Одной из характерных черт губернатора было присвоение чужих заслуг себе, ошибки же он перекладывал на плечи нижестоящего исполнителя.
— Да, именно так, — говорит старшая по дому Марина Владимировна, — женщина невысокая, полноватая, со вздернутым носом, в круглых очках и с челкой.
— Часть собственников жилья хотела видеть вместо площадки парковку, а другая — бельевую сушилку?
— Да, именно так.
У некоторых чиновников есть такая основополагающая опция — повторять то, что им до этого сказали, с таким видом, будто бы это именно они сделали такое заключение.
— Считаю, что жильцы, как собственники дома и земли вокруг нее, должны самостоятельно определиться с тем, как дальше будет выглядеть их двор. Но решение должно быть поддержано большинством.
Я, в свою очередь, хочу сообщить вам всем, что буду предпринимать решительные действия для того, чтобы выслушать каждого и помочь. Конечно, мы должны сделать так, чтобы все были удовлетворены, но надо понимать, что за расположением площадки в этом месте стоит долгая и кропотливая работа. Нужно также учитывать, что при проектировании площадки учитывалось расположение коммуникаций и инженерных сетей, и, если жильцы большинством голосов решат, что это необходимо, мы будем согласовывать вынос этих сетей. В таком случае, конечно же, увеличится стоимость проекта, но на жителях это никак не отразится. Так, в прошлом году нами было освоено более одного миллиарда рублей на благоустройство дворовых и общественных территорий, и мы не остановимся на достигнутом.
Больше всего в таких выступлениях чиновников меня обнадеживали цифры и формулировки типа: «более», «свыше» или «около» — очень неточные и неопределенные.
Губернатор продолжал:
— Пространства преобразятся в рамках федеральной программы «Формирование комфортной городской среды». Несмотря на сложившуюся обстановку, нами запланировано благоустройство восьмидесяти пяти территорий, расходы на которые в целом составят около восьмисот пятидесяти миллионов рублей.
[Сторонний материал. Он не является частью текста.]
Issue #201, opened 2017-12-17
ctrl-c when using colored output gives exit code 0 instead of 130


Doxterpepper:
When `fd` recieves `SIGINT` its exit code is 0 instead of the standard 130. Changing the exit code will fix it.

sharkdp:
Closed via #202

PR #202, opened 2017-12-17
Correct exit codes

Doxterpepper:
#201 

Changing the exit code for ctrl-c to 130 and the code when printing to stdout to 1.

### DIFF
--- a/Cargo.lock
+++ b/Cargo.lock
@@ -1,24 +1,3 @@
-[root]
-name = "fd-find"
-version = "6.1.0"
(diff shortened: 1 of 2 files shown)


sharkdp:
Thank you very much!

Could we maybe introduce constants here to avoid those "magic numbers"? Like `EXITCODE_ERROR = 1` and `EXITCODE_TERMINATED_BY_SIGINT = 130`?

sharkdp:
Thanks!

Issue #199, opened 2017-12-13
Search multiple extensions


erf:
Would it be an idea to add support for searching multiple extensions?

E.g. if i want to find both `.h` and `.c` files in a folder: `fd -e h -e c`

Or should i use regex patterns?

sharkdp:
Interesting idea. This could actually have a similar implementation as #177.

sergeevabc:
So how do I find _audio files_ (*.mp3|m4a|ogg|opus|flac) with the word _love_ in their name?

tavianator:
> So how do I find _audio files_ (*.mp3|m4a|ogg|opus|flac) with the word _love_ in their name?

```console
$ fd 'love.*\.(mp3|m4a|ogg|opus|flac)$'
media/audio/music/Al_Green/Love_And_Happiness.mp3
...
```

user-1-2-3-4-5:
Is using a regex pattern the only supported method? Being able to repeat the extension would help the more novice users:

`fd --extension flac --extension mp3 --extension aac --extension m4a --extension ogg --extension wav --extension wave`

 … would be truncated to:

`fd --extension flac mp3 aac m4a ogg wav wave`

---

I prefer using the long-form flags with most CLI software.

tmccombs:
you can do `fd --extension flac --extension mp3 --extension aac --extension m4a --extension ogg --extension wav --extension wave`

Issue #177, opened 2017-11-22
Improve filtering by filetype (exclude a filetype, or allow multiple filetypes to be specified)


rlue:
Currently, `fd` offers the `-t` command line option to view only files of a single type (regular files, directories, symbolic links). 

However, there is no way (that I can see) to view all files _except_ those of a single type (in other words, to exclude a given filetype from the results). Perhaps a syntax like `+td` or `-Td` to exclude directories, or `-tfl` to do the same?

Hopefully, I've missed something, and this feature is already available!

### Workaround

The best I can think to do is

```
$ rg -FNxvf <(fd -td) <(fd)
```

* `rg <(fd)` searches the output of fd
* `-f <(fd -td)` searches against patterns contained in the "file" <(fd -td) (the output of that command), rather than patterns given on the command line
* `-F` treats search patterns as fixed strings (not regular expressions)
* `-x` requires a whole like match (like wrapping each line in ^$)
* `-v` inverts the results (gives non-matches, rather than matches).
* `-N` suppresses line numbers

sharkdp:
Thank you very much for your feedback.

> Hopefully, I've missed something, and this feature is already available!

Unfortunately - no. However, consider the following:

```
▶ tree
.
├── dir
├── file
├── symlink_to_dir -> dir
└── symlink_to_file -> file
```

* We can search for `dir` only (`-td`)
* We can search for `file only (`-tf`)
* We can search for both symlinks (`-tl`)
* We can also search for `dir` and `symlink_to_dir` (`-L -td`)
* as well as for `file` and `symlink_to_file` (`-L -tf`)

What is missing is:
1. search for `dir` and both symlinks
2. search for `file` and both symlinks
3. search for `dir` and `file`

For now, I would propose to allow for multiple occurrences of the `--type`/`-t` option in a union-like fashion ("or" instead of "and"). Since there are only three types of entries, I think this would still be acceptable (having to specify `--type file --type directory` instead of `--exclude-type symlink`).

I'm open for other ideas, though. What do you think?

septatrix:
> For now, I would propose to allow for multiple occurrences of the `--type`/`-t` option in a union-like fashion ("or" instead of "and"). Since there are only three types of entries, I think this would still be acceptable (having to specify `--type file --type directory` instead of `--exclude-type symlink`).

Now there are 7+2 file types (the latter two being the executable and empty dir). A negated filetype seems like a reasonable addition now. Should I create a new issue for that?

[...]

PR #205, opened 2017-12-30
Added support for filtering by multiple filetypes and extensions

tkadur:
#177 #199

### Changes 
You can now specify multiple extension and file type filters by simply adding more `-e` or `-t` options, respectively, as was suggested in the above issues. 

So, to find all files and symlinks with the extension `.c` or `.h`, you could run

```
fd -ec -eh -tf -tl
```

### DIFF
--- a/src/app.rs
+++ b/src/app.rs
@@ -175,13 +175,14 @@ fn usage() -> HashMap<&'static str, Help> {
            on the search depth.");
     doc!(h, "file-type"
         , "Filter by type: f(ile), d(irectory), (sym)l(ink)"
-        , "Filter the search by type:\n  \
+        , "Filter the search by type (multiple allowable filetypes can be specified):\n  \
              'f' or 'file':         regular files\n  \
              'd' or 'directory':    directories\n  \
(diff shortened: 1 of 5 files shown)


sharkdp:
@tkadur Welcome and thank you very much for your contribution!

It would be great if we could also:

- Update the tests (add a tests for multiple file types and for multiple file extensions)
- Update the long `--help` text (describe what happens if multiple options are specified)
- Update the man page in the same way.

sharkdp:
Also, there seems to be a problem with additional pattern matching.

With this PR:
```
▶ touch test.txt
▶ fd -e txt foo
test.txt
```

Previously:
```
▶ fd -e txt foo
```
(no match)

tkadur:
I updated the help text and tests and also fixed the issue you mentioned. I'm not quite sure what you mean by updating the man page.

sharkdp:
Thank you very much!

The [man page](https://en.wikipedia.org/wiki/Man_page) is the file in `doc/fd.1` - I'll simply update this later before releasing the next version.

Будут обновлены пятьдесят одно дворовое и тридцать четыре общественных пространства.
Кроме того, планируется реализовать проекты-победители всероссийского конкурса лучших проектов формирования комфортной городской среды, а объем израсходованных средств составит порядка двухсот миллионов рублей…
И так далее и тому подобное…
Я перестал вслушиваться в слова, и рефреном окружающей действительности начал выступать дождь, который, словно бы не вынеся этого словоблудия, а может, наоборот, прислушиваясь, пошел тише. И я, почувствовав изменение тональности проливня, подумал о том, что, может быть, этот апофеоз абсурда, связанный с тем, что губернатор занимается не своими прямыми должностными обязанностями, а решает вопросы, которыми должен заниматься мэр, все же сможет наконец-таки прекратить эпоху дождя.
Оператор вместе с камерой искусно менял положение, находя ракурсы, в которых были замечательно видны губернатор и его электорат с обожанием в глазах. Я же ускользал от всевидящего ока, что было нетрудно.
Вдохновенная речь губернатора закончилась, и он, надев дождевик и распрощавшись с народом, сел в машину и уехал. За ним потянулись и жильцы. Остались самые закоренелые и стойкие спорщики: одни, представляли сторону парковки, другие были сторонниками бельевой сушилки. Их спор разгорелся с новой силой, поскольку из выступления губернатора так и осталось непонятно, какое же решение является правильным.
Дома я продолжил вносить данные и делать статистическую обработку. На часах было двенадцать. Позвонил Андрею. Недоступен. Тогда набрал Пашу. Тот не ответил. Жене Андрея звонить не хотелось. Оставалось ждать. Хорошо, что много работы и мне есть чем себя занять в ожидании хоть чьего-нибудь ответного звонка.
Дождь монотонно выстукивал за окном. И мне показалось, что в этом мерном и однотонном звучании я начал различать тихий шепчущий голос. Рингтон телефона заставил меня вздрогнуть. Это был Паша.